Stored data

=== Section Start ===

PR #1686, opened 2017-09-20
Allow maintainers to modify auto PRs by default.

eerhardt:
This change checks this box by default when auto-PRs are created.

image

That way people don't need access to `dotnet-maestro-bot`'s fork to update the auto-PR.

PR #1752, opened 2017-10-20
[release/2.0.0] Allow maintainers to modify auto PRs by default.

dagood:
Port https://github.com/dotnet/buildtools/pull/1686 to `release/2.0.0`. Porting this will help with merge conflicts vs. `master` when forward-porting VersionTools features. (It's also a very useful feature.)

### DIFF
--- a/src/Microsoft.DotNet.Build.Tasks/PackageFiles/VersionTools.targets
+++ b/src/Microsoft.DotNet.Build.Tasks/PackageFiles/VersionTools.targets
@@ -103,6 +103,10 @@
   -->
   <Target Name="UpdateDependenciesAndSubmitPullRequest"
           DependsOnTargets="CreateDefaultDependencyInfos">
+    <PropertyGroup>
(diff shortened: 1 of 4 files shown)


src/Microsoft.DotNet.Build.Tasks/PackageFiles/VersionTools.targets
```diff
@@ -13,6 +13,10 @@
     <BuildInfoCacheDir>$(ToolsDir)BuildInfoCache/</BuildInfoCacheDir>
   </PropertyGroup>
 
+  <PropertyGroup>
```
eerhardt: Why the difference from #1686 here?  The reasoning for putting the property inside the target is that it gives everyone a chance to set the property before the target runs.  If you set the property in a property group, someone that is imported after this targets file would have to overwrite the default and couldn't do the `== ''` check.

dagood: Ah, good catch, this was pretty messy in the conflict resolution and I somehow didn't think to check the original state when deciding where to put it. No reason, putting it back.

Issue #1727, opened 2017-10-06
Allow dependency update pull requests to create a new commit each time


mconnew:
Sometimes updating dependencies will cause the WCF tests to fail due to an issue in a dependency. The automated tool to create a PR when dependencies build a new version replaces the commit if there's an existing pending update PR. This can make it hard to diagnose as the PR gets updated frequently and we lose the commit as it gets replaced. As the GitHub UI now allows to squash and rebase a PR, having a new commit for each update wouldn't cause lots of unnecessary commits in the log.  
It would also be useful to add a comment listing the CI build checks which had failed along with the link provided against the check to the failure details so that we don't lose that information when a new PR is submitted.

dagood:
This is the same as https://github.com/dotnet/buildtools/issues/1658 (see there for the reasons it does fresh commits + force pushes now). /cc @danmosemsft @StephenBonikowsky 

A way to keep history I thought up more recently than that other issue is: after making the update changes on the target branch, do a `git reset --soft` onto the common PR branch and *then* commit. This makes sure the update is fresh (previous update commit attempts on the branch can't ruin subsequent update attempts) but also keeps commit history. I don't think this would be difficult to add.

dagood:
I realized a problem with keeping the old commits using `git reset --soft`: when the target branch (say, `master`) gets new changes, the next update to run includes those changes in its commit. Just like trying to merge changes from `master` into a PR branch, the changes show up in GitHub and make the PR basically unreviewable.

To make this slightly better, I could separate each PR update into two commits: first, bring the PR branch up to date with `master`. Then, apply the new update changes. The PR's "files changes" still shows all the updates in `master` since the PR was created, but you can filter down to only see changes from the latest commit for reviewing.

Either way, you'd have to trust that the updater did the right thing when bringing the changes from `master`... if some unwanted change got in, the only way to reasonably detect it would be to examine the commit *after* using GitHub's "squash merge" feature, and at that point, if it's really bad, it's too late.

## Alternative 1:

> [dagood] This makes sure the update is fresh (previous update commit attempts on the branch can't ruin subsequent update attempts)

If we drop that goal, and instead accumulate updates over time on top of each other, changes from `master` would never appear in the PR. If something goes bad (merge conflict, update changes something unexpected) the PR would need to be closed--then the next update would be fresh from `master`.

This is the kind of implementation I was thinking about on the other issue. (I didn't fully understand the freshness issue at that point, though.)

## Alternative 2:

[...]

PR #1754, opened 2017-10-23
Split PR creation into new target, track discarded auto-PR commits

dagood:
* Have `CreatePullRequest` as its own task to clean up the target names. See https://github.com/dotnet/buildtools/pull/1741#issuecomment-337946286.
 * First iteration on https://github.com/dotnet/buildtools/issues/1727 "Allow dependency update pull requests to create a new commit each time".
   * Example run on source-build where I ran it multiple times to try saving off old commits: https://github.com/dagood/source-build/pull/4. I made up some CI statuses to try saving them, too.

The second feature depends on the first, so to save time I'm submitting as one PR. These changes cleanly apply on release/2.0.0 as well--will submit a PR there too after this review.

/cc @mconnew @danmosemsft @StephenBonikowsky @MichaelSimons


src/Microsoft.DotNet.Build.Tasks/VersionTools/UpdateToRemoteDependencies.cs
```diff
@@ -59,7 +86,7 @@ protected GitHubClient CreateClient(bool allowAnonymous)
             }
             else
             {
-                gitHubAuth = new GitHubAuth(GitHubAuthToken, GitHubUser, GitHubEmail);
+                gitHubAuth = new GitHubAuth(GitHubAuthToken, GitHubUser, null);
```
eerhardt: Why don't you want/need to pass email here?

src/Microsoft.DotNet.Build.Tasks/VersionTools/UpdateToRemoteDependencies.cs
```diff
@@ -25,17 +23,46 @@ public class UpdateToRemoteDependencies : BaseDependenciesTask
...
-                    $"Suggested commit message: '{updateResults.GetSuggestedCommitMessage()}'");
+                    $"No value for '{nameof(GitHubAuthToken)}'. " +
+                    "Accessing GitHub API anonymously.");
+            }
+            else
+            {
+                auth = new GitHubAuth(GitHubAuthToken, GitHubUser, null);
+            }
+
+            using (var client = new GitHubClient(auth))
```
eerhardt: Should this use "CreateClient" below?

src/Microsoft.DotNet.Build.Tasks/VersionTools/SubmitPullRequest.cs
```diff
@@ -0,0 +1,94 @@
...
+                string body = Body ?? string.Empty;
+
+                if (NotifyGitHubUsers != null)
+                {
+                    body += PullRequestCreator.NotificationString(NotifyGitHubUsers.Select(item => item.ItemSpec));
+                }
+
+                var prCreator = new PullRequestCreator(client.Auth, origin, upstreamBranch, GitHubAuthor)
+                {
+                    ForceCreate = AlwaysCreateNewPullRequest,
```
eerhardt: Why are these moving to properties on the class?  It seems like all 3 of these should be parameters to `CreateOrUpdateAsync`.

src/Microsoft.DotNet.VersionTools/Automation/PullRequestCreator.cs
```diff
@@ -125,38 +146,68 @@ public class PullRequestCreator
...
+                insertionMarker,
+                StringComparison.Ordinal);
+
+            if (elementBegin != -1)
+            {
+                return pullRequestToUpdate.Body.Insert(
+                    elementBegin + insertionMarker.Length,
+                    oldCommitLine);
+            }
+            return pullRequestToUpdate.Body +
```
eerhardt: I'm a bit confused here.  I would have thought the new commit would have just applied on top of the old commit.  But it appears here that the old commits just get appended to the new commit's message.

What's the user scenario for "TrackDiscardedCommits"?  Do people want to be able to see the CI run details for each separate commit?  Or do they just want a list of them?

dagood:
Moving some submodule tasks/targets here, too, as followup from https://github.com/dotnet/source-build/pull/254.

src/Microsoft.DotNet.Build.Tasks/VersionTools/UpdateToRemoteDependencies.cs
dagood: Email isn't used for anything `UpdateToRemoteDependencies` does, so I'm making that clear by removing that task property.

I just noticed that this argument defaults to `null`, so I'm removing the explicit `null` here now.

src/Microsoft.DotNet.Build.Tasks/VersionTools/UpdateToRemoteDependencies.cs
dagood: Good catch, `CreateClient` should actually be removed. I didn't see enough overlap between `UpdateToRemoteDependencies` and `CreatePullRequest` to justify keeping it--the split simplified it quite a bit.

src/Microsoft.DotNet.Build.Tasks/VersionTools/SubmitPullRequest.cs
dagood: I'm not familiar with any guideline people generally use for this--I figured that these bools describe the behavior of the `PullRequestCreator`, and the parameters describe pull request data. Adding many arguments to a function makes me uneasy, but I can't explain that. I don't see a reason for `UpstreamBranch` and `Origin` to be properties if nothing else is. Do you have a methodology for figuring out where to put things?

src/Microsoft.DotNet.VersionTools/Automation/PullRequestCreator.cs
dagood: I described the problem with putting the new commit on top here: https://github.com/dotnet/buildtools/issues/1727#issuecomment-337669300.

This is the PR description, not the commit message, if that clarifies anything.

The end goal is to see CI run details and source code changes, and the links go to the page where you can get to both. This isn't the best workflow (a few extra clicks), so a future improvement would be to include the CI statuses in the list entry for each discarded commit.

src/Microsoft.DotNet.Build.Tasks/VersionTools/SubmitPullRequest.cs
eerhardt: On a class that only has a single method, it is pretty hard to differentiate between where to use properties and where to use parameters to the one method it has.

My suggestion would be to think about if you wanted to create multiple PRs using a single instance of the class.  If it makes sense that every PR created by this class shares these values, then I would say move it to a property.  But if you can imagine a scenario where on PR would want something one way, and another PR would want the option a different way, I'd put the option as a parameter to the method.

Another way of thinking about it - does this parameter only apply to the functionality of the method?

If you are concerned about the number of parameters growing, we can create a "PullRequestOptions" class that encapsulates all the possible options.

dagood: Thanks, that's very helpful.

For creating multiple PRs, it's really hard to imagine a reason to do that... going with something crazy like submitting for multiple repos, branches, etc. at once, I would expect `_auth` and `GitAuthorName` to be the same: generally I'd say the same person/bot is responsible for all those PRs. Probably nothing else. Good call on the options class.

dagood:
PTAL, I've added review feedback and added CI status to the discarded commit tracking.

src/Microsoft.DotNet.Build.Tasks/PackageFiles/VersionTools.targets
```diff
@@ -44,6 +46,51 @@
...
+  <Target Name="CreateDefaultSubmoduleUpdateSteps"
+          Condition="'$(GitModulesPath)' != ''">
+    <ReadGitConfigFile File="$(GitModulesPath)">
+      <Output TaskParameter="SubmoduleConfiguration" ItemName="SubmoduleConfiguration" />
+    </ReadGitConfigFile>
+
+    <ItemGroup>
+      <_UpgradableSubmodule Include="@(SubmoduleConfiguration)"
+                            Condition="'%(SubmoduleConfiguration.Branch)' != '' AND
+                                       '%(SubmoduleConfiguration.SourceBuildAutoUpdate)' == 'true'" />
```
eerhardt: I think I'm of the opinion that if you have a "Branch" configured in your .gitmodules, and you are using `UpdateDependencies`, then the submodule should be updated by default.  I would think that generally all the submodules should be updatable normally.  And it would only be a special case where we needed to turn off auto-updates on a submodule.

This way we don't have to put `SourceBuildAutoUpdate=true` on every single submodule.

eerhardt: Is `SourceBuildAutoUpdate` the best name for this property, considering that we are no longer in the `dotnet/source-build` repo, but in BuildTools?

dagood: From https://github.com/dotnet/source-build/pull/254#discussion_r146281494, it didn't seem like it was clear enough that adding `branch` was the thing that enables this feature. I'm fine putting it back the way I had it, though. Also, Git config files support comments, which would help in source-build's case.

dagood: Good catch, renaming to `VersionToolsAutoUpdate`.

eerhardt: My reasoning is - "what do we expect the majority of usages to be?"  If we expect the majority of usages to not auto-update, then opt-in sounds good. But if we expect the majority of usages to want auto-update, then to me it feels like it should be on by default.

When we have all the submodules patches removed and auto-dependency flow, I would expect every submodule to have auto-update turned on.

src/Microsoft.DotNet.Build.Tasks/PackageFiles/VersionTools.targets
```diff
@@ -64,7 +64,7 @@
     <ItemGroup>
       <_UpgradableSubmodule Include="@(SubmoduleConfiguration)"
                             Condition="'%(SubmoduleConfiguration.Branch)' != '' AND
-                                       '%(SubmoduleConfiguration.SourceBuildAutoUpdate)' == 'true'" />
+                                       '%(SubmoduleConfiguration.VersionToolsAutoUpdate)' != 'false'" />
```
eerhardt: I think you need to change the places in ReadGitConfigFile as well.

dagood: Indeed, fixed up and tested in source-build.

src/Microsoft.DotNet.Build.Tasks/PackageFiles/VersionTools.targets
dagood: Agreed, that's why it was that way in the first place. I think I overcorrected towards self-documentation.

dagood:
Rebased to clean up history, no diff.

=== Section End ===

* Exercise directions *
An exact copy of the lines above, from the one containing "PR #1754, opened 2017-10-23" through the one containing "eerhardt: Should this", is the whole of the answer.

* Task output *
PR #1754, opened 2017-10-23
Split PR creation into new target, track discarded auto-PR commits

dagood:
* Have `CreatePullRequest` as its own task to clean up the target names. See https://github.com/dotnet/buildtools/pull/1741#issuecomment-337946286.
 * First iteration on https://github.com/dotnet/buildtools/issues/1727 "Allow dependency update pull requests to create a new commit each time".
   * Example run on source-build where I ran it multiple times to try saving off old commits: https://github.com/dagood/source-build/pull/4. I made up some CI statuses to try saving them, too.

The second feature depends on the first, so to save time I'm submitting as one PR. These changes cleanly apply on release/2.0.0 as well--will submit a PR there too after this review.

/cc @mconnew @danmosemsft @StephenBonikowsky @MichaelSimons


src/Microsoft.DotNet.Build.Tasks/VersionTools/UpdateToRemoteDependencies.cs
```diff
@@ -59,7 +86,7 @@ protected GitHubClient CreateClient(bool allowAnonymous)
             }
             else
             {
-                gitHubAuth = new GitHubAuth(GitHubAuthToken, GitHubUser, GitHubEmail);
+                gitHubAuth = new GitHubAuth(GitHubAuthToken, GitHubUser, null);
```
eerhardt: Why don't you want/need to pass email here?

src/Microsoft.DotNet.Build.Tasks/VersionTools/UpdateToRemoteDependencies.cs
```diff
@@ -25,17 +23,46 @@ public class UpdateToRemoteDependencies : BaseDependenciesTask
...
-                    $"Suggested commit message: '{updateResults.GetSuggestedCommitMessage()}'");
+                    $"No value for '{nameof(GitHubAuthToken)}'. " +
+                    "Accessing GitHub API anonymously.");
+            }
+            else
+            {
+                auth = new GitHubAuth(GitHubAuthToken, GitHubUser, null);
+            }
+
+            using (var client = new GitHubClient(auth))
```
eerhardt: Should this use "CreateClient" below?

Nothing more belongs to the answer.